* **Information shown**:
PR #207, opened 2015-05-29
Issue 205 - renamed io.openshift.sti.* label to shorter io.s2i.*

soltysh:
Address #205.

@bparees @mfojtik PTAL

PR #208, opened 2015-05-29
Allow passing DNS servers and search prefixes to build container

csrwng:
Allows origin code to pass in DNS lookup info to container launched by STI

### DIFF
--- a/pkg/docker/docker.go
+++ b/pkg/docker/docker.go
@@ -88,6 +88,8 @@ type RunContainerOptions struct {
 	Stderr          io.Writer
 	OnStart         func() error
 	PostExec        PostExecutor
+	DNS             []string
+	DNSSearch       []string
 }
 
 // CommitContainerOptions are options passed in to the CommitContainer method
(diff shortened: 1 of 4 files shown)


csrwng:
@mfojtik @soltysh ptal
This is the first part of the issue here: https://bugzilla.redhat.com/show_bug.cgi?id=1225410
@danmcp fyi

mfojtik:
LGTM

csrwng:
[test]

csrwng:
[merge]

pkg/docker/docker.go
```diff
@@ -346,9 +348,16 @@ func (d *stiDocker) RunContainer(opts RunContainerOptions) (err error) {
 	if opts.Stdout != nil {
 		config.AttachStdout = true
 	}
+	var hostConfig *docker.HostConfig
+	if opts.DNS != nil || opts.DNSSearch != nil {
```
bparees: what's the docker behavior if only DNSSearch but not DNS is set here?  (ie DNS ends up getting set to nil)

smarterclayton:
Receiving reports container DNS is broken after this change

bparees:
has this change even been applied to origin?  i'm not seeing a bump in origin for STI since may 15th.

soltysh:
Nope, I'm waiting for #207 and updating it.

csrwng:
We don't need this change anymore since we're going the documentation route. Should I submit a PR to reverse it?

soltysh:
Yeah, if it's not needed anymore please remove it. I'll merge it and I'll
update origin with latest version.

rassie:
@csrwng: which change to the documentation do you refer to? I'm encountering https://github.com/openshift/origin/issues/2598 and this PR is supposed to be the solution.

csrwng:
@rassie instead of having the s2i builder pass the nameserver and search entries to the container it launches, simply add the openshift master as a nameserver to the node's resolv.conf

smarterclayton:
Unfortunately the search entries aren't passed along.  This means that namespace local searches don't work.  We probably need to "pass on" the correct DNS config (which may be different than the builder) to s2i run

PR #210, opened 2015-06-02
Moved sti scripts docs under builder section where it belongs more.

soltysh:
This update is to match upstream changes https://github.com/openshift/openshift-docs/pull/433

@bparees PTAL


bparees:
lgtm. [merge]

* **Exercise requirements**: The answer should be the entries, given again without a single difference.

* **Written response**:
PR #207, opened 2015-05-29
Issue 205 - renamed io.openshift.sti.* label to shorter io.s2i.*

soltysh:
Address #205.

@bparees @mfojtik PTAL

PR #208, opened 2015-05-29
Allow passing DNS servers and search prefixes to build container

csrwng:
Allows origin code to pass in DNS lookup info to container launched by STI

### DIFF
--- a/pkg/docker/docker.go
+++ b/pkg/docker/docker.go
@@ -88,6 +88,8 @@ type RunContainerOptions struct {
 	Stderr          io.Writer
 	OnStart         func() error
 	PostExec        PostExecutor
+	DNS             []string
+	DNSSearch       []string
 }
 
 // CommitContainerOptions are options passed in to the CommitContainer method
(diff shortened: 1 of 4 files shown)


csrwng:
@mfojtik @soltysh ptal
This is the first part of the issue here: https://bugzilla.redhat.com/show_bug.cgi?id=1225410
@danmcp fyi

mfojtik:
LGTM

csrwng:
[test]

csrwng:
[merge]

pkg/docker/docker.go
```diff
@@ -346,9 +348,16 @@ func (d *stiDocker) RunContainer(opts RunContainerOptions) (err error) {
 	if opts.Stdout != nil {
 		config.AttachStdout = true
 	}
+	var hostConfig *docker.HostConfig
+	if opts.DNS != nil || opts.DNSSearch != nil {
```
bparees: what's the docker behavior if only DNSSearch but not DNS is set here?  (ie DNS ends up getting set to nil)

smarterclayton:
Receiving reports container DNS is broken after this change

bparees:
has this change even been applied to origin?  i'm not seeing a bump in origin for STI since may 15th.

soltysh:
Nope, I'm waiting for #207 and updating it.

csrwng:
We don't need this change anymore since we're going the documentation route. Should I submit a PR to reverse it?

soltysh:
Yeah, if it's not needed anymore please remove it. I'll merge it and I'll
update origin with latest version.

rassie:
@csrwng: which change to the documentation do you refer to? I'm encountering https://github.com/openshift/origin/issues/2598 and this PR is supposed to be the solution.

csrwng:
@rassie instead of having the s2i builder pass the nameserver and search entries to the container it launches, simply add the openshift master as a nameserver to the node's resolv.conf

smarterclayton:
Unfortunately the search entries aren't passed along.  This means that namespace local searches don't work.  We probably need to "pass on" the correct DNS config (which may be different than the builder) to s2i run

PR #210, opened 2015-06-02
Moved sti scripts docs under builder section where it belongs more.

soltysh:
This update is to match upstream changes https://github.com/openshift/openshift-docs/pull/433

@bparees PTAL


bparees:
lgtm. [merge]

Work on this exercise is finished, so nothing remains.